AIM OF THE EXERCISE: Of the lines below, write out exactly those from the line with "that repo will" through the line with "2 | Suggestions: 1**", both included, and skip the rest.

*** Begin section ***

Issue #594, opened 2026-06-10
Hard-deprecate :satisfies: for feat_req/comp_req after migration to :derived_from


RSingh1511:
satisfies is kept as a backward-compat optional link in feat_req and comp_req while downstream repos (score, [module_template](vscode-file://vscode-app/usr/share/code/resources/app/out/vs/code/electron-browser/workbench/workbench.html)) migrate to derived_from (introduced in PR #446, aligned with process_description#621). Once migration is complete, remove satisfies from feat_req.optional_links, comp_req.optional_links, graph_checks, and needs_extra_links in [metamodel.yaml](vscode-file://vscode-app/usr/share/code/resources/app/out/vs/code/electron-browser/workbench/workbench.html).

MaximilianSoerenPollak:
@RSingh1511 will you make a PR for this?

RSingh1511:
> [@RSingh1511](https://github.com/RSingh1511) will you make a PR for this?

Created- https://github.com/eclipse-score/docs-as-code/pull/616

AlexanderLanin:
implemented

PR #624, opened 2026-06-29
docs(requirements): improve traceability

a-zw:


src/extensions/score_metamodel/metamodel.yaml
```diff
@@ -660,8 +664,10 @@ needs_types:
       # req-Id: tool_req__docs_common_attr_status
       status: ^(valid|invalid)$
     mandatory_links:
+      # req-Id: tool_req__arch_linkage_safety
       included_by: real_arc_int
     optional_links:
```
AlexanderLanin, line 669: _AI-assisted review (Claude):_

**Important — graph_check silently narrows safety enforcement**

Removing `satisfies: safety == QM` from `tool_req__docs_common_attr_safety_link_check` is safe *if and only if* no `feat_req`/`comp_req` in any downstream repo still uses `:satisfies:` instead of `:derived_from:`. But issue #594 is still **open**, meaning the downstream migration may not be complete.

If a downstream repo has:
```rst
.. feat_req:: ...
   :safety: QM
   :satisfies: some_asil_gd_req
```
that repo will now pass the graph check silently — it used to be rejected by the `satisfies: safety == QM` clause.

Before this merges, either:
1. Confirm all downstream repos (`score`, `module_template`) have migrated to `derived_from`, then close #594; or
2. Keep `satisfies: safety == QM` in the graph check until migration is confirmed complete.

The test added in `test_options_extra_option.rst` only verifies that `satisfies` is rejected as an *extra option* for `feat_req` in this repo's own metamodel tests — it doesn't cover the graph_check enforcement for downstream repos that still emit `:satisfies:`.

AlexanderLanin (commented):

**Critical: 0 | Important: 2 | Suggestions: 1**

Overall: two logically separate changes bundled in one PR — the `satisfies` hard-deprecation for `feat_req`/`comp_req` (commit 46cfe04) and the new `tool_req__arch_linkage_safety` requirement. The metamodel changes are clean and the traceability annotations look correct. The main concerns are a silent safety-check gap introduced by the graph_check change and a consistency issue in the requirement table itself.

The existing Copilot inline comments (on `consist_of` vs `consists_of`, `included by` vs `included_by`, grammar) are correct and should be addressed before merge.

docs/internals/requirements/requirements.rst
```diff
@@ -788,6 +791,34 @@ Architecture Attributes
...
+  :id: tool_req__arch_linkage_safety
+  :implemented: PARTIAL
+  :version: 1
+  :satisfies: gd_req__arch_linkage_safety[version==1]
+  :parent_covered: YES
+
+  .. csv-table::
+     :header: "Link source", "Relation", "Link Target", "Mandatory", "Implemented"
+
+     feat, consist_of, comp, yes, no
```
AlexanderLanin: _AI-assisted review (Claude):_

**Important — requirement table row 1 documents a non-existent link**

The row `feat, consist_of, comp, yes, no` says this link is mandatory but not yet implemented. However `feat` has no `consists_of` (or `consist_of`) in its `optional_links` or `mandatory_links` in `metamodel.yaml` — the link simply doesn't exist yet, not just unimplemented.

The warning below acknowledges the `consist_of` vs `consists_of` spelling discrepancy against `gd_req__arch_linkage_safety`, but the more fundamental issue is that this row documents a planned-but-absent link with no corresponding metamodel entry or `req-Id` annotation on `feat`.

Consider either:
1. Adding a `# TODO` comment under `feat.optional_links` annotated with `req-Id: tool_req__arch_linkage_safety` to make the gap traceable in the metamodel (even if the link target type is TBD), or  
2. Noting explicitly in the table that this row is aspirational (documenting `gd_req__arch_linkage_safety`'s intent, not the current implementation).

As written, a reader auditing `feat`'s metamodel definition will find no evidence of this mandatory link.

docs/internals/requirements/requirements.rst
```diff
@@ -788,6 +791,34 @@ Architecture Attributes
...
      "includes", "corresponding architecture element lower level"
 
+The following requirement may be overlapping with other tool requirements,
+but for ease of traceability this is a separate one.
+
+.. tool_req:: Correlations of the architectural building blocks
+  :id: tool_req__arch_linkage_safety
+  :implemented: PARTIAL
+  :version: 1
+  :satisfies: gd_req__arch_linkage_safety[version==1]
```
AlexanderLanin, line 801: _AI-assisted review (Claude):_

**Suggestion — add `version` to `:satisfies:` entries for `valid_from`/`valid_until`**

The existing requirement `tool_req__docs_req_attr_validity_correctness` was already satisfying `gd_req__req_validity[version==1]`. The two new entries added here:

```
gd_req__req_attr_valid_from[version==1],
gd_req__req_attr_valid_until[version==1],
```

look correct. Just confirming the `[version==1]` pin is intentional here (locking to the current version of those GD reqs). If those GD reqs are expected to evolve this may need updating, but that's not unusual for this codebase.

docs/internals/requirements/requirements.rst
a-zw: >  the link simply doesn't exist yet, not just unimplemented.

That's the same thing. @AlexanderLanin educate your clanker a bit?

AlexanderLanin (commented):

The fixup commits (especially `e4ac0aa7` "fix: consistently consists_of") have resolved all previously flagged issues: the `consist_of`/`consists_of` inconsistency is fixed, the `included by`/`included_by` inconsistency is fixed, the warning text with grammar issues was removed, and the `"maybe be"` typo is gone. The `[version==1]` constraints are present on the new `:satisfies:` entries.

The requirement table is correct against the current metamodel:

*** End section ***

TASK RESULT:
that repo will now pass the graph check silently — it used to be rejected by the `satisfies: safety == QM` clause.

Before this merges, either:
1. Confirm all downstream repos (`score`, `module_template`) have migrated to `derived_from`, then close #594; or
2. Keep `satisfies: safety == QM` in the graph check until migration is confirmed complete.

The test added in `test_options_extra_option.rst` only verifies that `satisfies` is rejected as an *extra option* for `feat_req` in this repo's own metamodel tests — it doesn't cover the graph_check enforcement for downstream repos that still emit `:satisfies:`.

AlexanderLanin (commented):

**Critical: 0 | Important: 2 | Suggestions: 1**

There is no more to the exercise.